[Dataset entries]
- - -

PR #459, opened 2025-08-20
Changed the CPU attention mechanism to use PyTorch implementation

benraha:
## Motivation and Context

This pull request resolves a performance bottleneck on CPU. Previously, the attention dot product utilized a naive `einsum` implementation, which was significantly slower than the optimized PyTorch version. By replacing the naive version with PyTorch's version, we have achieved a **65% improvement in CPU inference speed.**

The naive implementation is still there for PyTorch versions earlier than 2.0. Since the project's minimum requirement is version 2.1, this code is now dead. Let me know if you want me to clean it up.

---

## Public API Changes

-   [X] No Public API changes

---

## How Has This Been Tested?
On my local Mac - for inference of 500 records, with and without KV cache, the results are consistent.

The local initialisation looks like this:

```
classifier = TabPFNClassifier(
    model_path="tabpfn-v2-classifier.ckpt",
    n_estimators=8,
    device="cpu",
    random_state=42,
    fit_mode="fit_with_cache", # both with and without
    memory_saving_mode=False,
)
```
The memory saving mode is turned off to get pure results.
---

## Checklist

---

### DIFF
--- a/src/tabpfn/architectures/base/attention/full_attention.py
+++ b/src/tabpfn/architectures/base/attention/full_attention.py
@@ -534,6 +534,7 @@ class MultiHeadAttention(Attention):
         assert q is not None
         assert k is not None
         assert v is not None
+
         batch_size, seqlen_q, nhead, d_k = q.shape
         _, seqlen_kv, nhead_kv, d_v = v.shape
         share_kv_across_n_heads = nhead // nhead_kv
@@ -547,11 +548,9 @@ class MultiHeadAttention(Attention):
         )
 
         # this string comparison is reliable, as it does not compare to a subversion
-        TORCH_2_ATTENTION_POSSIBLE = (
-            torch.__version__ >= "2" and torch.cuda.is_available()
-        )
+        TORCH_2_ATTENTION_POSSIBLE = torch.__version__ >= "2"
         USE_TORCH_2_GQA = False
-        if TORCH_2_ATTENTION_POSSIBLE:
+        if TORCH_2_ATTENTION_POSSIBLE and torch.cuda.is_available():
             # check whether torch.nn.functional.scaled_dot_product_attention has a
             # kwarg enable_gqa
             # Check if enable_gqa is supported by trying to call the function with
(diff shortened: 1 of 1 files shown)


src/tabpfn/architectures/base/attention/full_attention.py
```diff
@@ -563,17 +562,13 @@ def compute_attention_heads(  # noqa: C901, PLR0912
                     torch.empty(1, 1, 1, 1),
```
benraha: Since we are already here, this can be solved much cleaner using `inspect` ... I can do it if you want ...

priorphil: That'd be awesome, thanks! :)

src/tabpfn/architectures/base/attention/full_attention.py
```diff
@@ -547,11 +548,9 @@ def compute_attention_heads(  # noqa: C901, PLR0912
         )
 
         # this string comparison is reliable, as it does not compare to a subversion
-        TORCH_2_ATTENTION_POSSIBLE = (
-            torch.__version__ >= "2" and torch.cuda.is_available()
-        )
+        TORCH_2_ATTENTION_POSSIBLE = torch.__version__ >= "2"
```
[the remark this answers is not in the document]
priorphil: I'd be up for adding this as well, since string comparison really isn't reliable :)

priorphil (approved):
Thanks a lot for this PR and the cleanup, looks a lot nicer!

benraha:
@priorphil made the changes, but using `inspect` didn't work, so I changed it to check the torch version instead ... looks like this capability [was added in torch 2.5](https://github.com/pytorch/pytorch/commit/8bc5ef563eab08bfa9e48c6a546aba994ab7828c#diff-c358c214f663ba0c8b9c6846fbe0042fa29494cf02fe4714a17dcd0d268b035b) (also verified in the docs). Let me know what you think.

src/tabpfn/architectures/base/attention/full_attention.py
```diff
@@ -28,6 +28,38 @@
 except (ModuleNotFoundError, ImportError):
     HAVE_FLASH_ATTN = False
 
+TORCH_VERSION = torch.__version__.split(".")
+
+TORCH_2_ATTENTION_POSSIBLE = int(TORCH_VERSION[0]) >= 2
+
+
+def _check_torch_gqa_support() -> bool:
```
priorphil: Nit: Let's rename the function to directly indicate what the returned bool means
```suggestion
def _gqa_is_supported() -> bool:
```

src/tabpfn/architectures/base/attention/full_attention.py
```diff
@@ -28,6 +28,38 @@
...
+
+    # Check compute capability only if CUDA is available
+    # We need compute capability >= 8.0 for efficient GQA
+    device = torch.cuda.current_device()
+    nvidia_compute_capability = torch.cuda.get_device_capability(device)
+    return nvidia_compute_capability[0] >= 8
+
+
+# Cache the GQA support check at module level
+USE_TORCH_2_GQA = _check_torch_gqa_support()
```
priorphil:
```suggestion
USE_TORCH_2_GQA = _gqa_is_supported()
```

benraha:
@priorphil committed the suggestions. I'm a big fan of correct names! (Which reminds me of my confusion when I read "broadcast_kv_across_heads" doesn't broadcast anything, but I don't like changing parts that I'm not touching directly ;-)

priorphil:
Yeah, we're also slowly working on improving the code base in the areas we're touching, but as you might guess this can take a while ;)

priorphil:
Thanks again for the contribution!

- - -

Each entry above is to be repeated exactly as it appears.

PR #459, opened 2025-08-20
Changed the CPU attention mechanism to use PyTorch implementation

benraha:
## Motivation and Context

This pull request resolves a performance bottleneck on CPU. Previously, the attention dot product utilized a naive `einsum` implementation, which was significantly slower than the optimized PyTorch version. By replacing the naive version with PyTorch's version, we have achieved a **65% improvement in CPU inference speed.**

The naive implementation is still there for PyTorch versions earlier than 2.0. Since the project's minimum requirement is version 2.1, this code is now dead. Let me know if you want me to clean it up.

---

## Public API Changes

-   [X] No Public API changes

---

## How Has This Been Tested?
On my local Mac - for inference of 500 records, with and without KV cache, the results are consistent.

The local initialisation looks like this:

```
classifier = TabPFNClassifier(
    model_path="tabpfn-v2-classifier.ckpt",
    n_estimators=8,
    device="cpu",
    random_state=42,
    fit_mode="fit_with_cache", # both with and without
    memory_saving_mode=False,
)
```
The memory saving mode is turned off to get pure results.
---

## Checklist

---

### DIFF
--- a/src/tabpfn/architectures/base/attention/full_attention.py
+++ b/src/tabpfn/architectures/base/attention/full_attention.py
@@ -534,6 +534,7 @@ class MultiHeadAttention(Attention):
         assert q is not None
         assert k is not None
         assert v is not None
+
         batch_size, seqlen_q, nhead, d_k = q.shape
         _, seqlen_kv, nhead_kv, d_v = v.shape
         share_kv_across_n_heads = nhead // nhead_kv
@@ -547,11 +548,9 @@ class MultiHeadAttention(Attention):
         )
 
         # this string comparison is reliable, as it does not compare to a subversion
-        TORCH_2_ATTENTION_POSSIBLE = (
-            torch.__version__ >= "2" and torch.cuda.is_available()
-        )
+        TORCH_2_ATTENTION_POSSIBLE = torch.__version__ >= "2"
         USE_TORCH_2_GQA = False
-        if TORCH_2_ATTENTION_POSSIBLE:
+        if TORCH_2_ATTENTION_POSSIBLE and torch.cuda.is_available():
             # check whether torch.nn.functional.scaled_dot_product_attention has a
             # kwarg enable_gqa
             # Check if enable_gqa is supported by trying to call the function with
(diff shortened: 1 of 1 files shown)


src/tabpfn/architectures/base/attention/full_attention.py
```diff
@@ -563,17 +562,13 @@ def compute_attention_heads(  # noqa: C901, PLR0912
                     torch.empty(1, 1, 1, 1),
```
benraha: Since we are already here, this can be solved much cleaner using `inspect` ... I can do it if you want ...

priorphil: That'd be awesome, thanks! :)

src/tabpfn/architectures/base/attention/full_attention.py
```diff
@@ -547,11 +548,9 @@ def compute_attention_heads(  # noqa: C901, PLR0912
         )
 
         # this string comparison is reliable, as it does not compare to a subversion
-        TORCH_2_ATTENTION_POSSIBLE = (
-            torch.__version__ >= "2" and torch.cuda.is_available()
-        )
+        TORCH_2_ATTENTION_POSSIBLE = torch.__version__ >= "2"
```
[the remark this answers is not in the document]
priorphil: I'd be up for adding this as well, since string comparison really isn't reliable :)

priorphil (approved):
Thanks a lot for this PR and the cleanup, looks a lot nicer!

benraha:
@priorphil made the changes, but using `inspect` didn't work, so I changed it to check the torch version instead ... looks like this capability [was added in torch 2.5](https://github.com/pytorch/pytorch/commit/8bc5ef563eab08bfa9e48c6a546aba994ab7828c#diff-c358c214f663ba0c8b9c6846fbe0042fa29494cf02fe4714a17dcd0d268b035b) (also verified in the docs). Let me know what you think.

src/tabpfn/architectures/base/attention/full_attention.py
```diff
@@ -28,6 +28,38 @@
 except (ModuleNotFoundError, ImportError):
     HAVE_FLASH_ATTN = False
 
+TORCH_VERSION = torch.__version__.split(".")
+
+TORCH_2_ATTENTION_POSSIBLE = int(TORCH_VERSION[0]) >= 2
+
+
+def _check_torch_gqa_support() -> bool:
```
priorphil: Nit: Let's rename the function to directly indicate what the returned bool means
```suggestion
def _gqa_is_supported() -> bool:
```

src/tabpfn/architectures/base/attention/full_attention.py
```diff
@@ -28,6 +28,38 @@
...
+
+    # Check compute capability only if CUDA is available
+    # We need compute capability >= 8.0 for efficient GQA
+    device = torch.cuda.current_device()
+    nvidia_compute_capability = torch.cuda.get_device_capability(device)
+    return nvidia_compute_capability[0] >= 8
+
+
+# Cache the GQA support check at module level
+USE_TORCH_2_GQA = _check_torch_gqa_support()
```
priorphil:
```suggestion
USE_TORCH_2_GQA = _gqa_is_supported()
```

benraha:
@priorphil committed the suggestions. I'm a big fan of correct names! (Which reminds me of my confusion when I read "broadcast_kv_across_heads" doesn't broadcast anything, but I don't like changing parts that I'm not touching directly ;-)

priorphil:
Yeah, we're also slowly working on improving the code base in the areas we're touching, but as you might guess this can take a while ;)

priorphil:
Thanks again for the contribution!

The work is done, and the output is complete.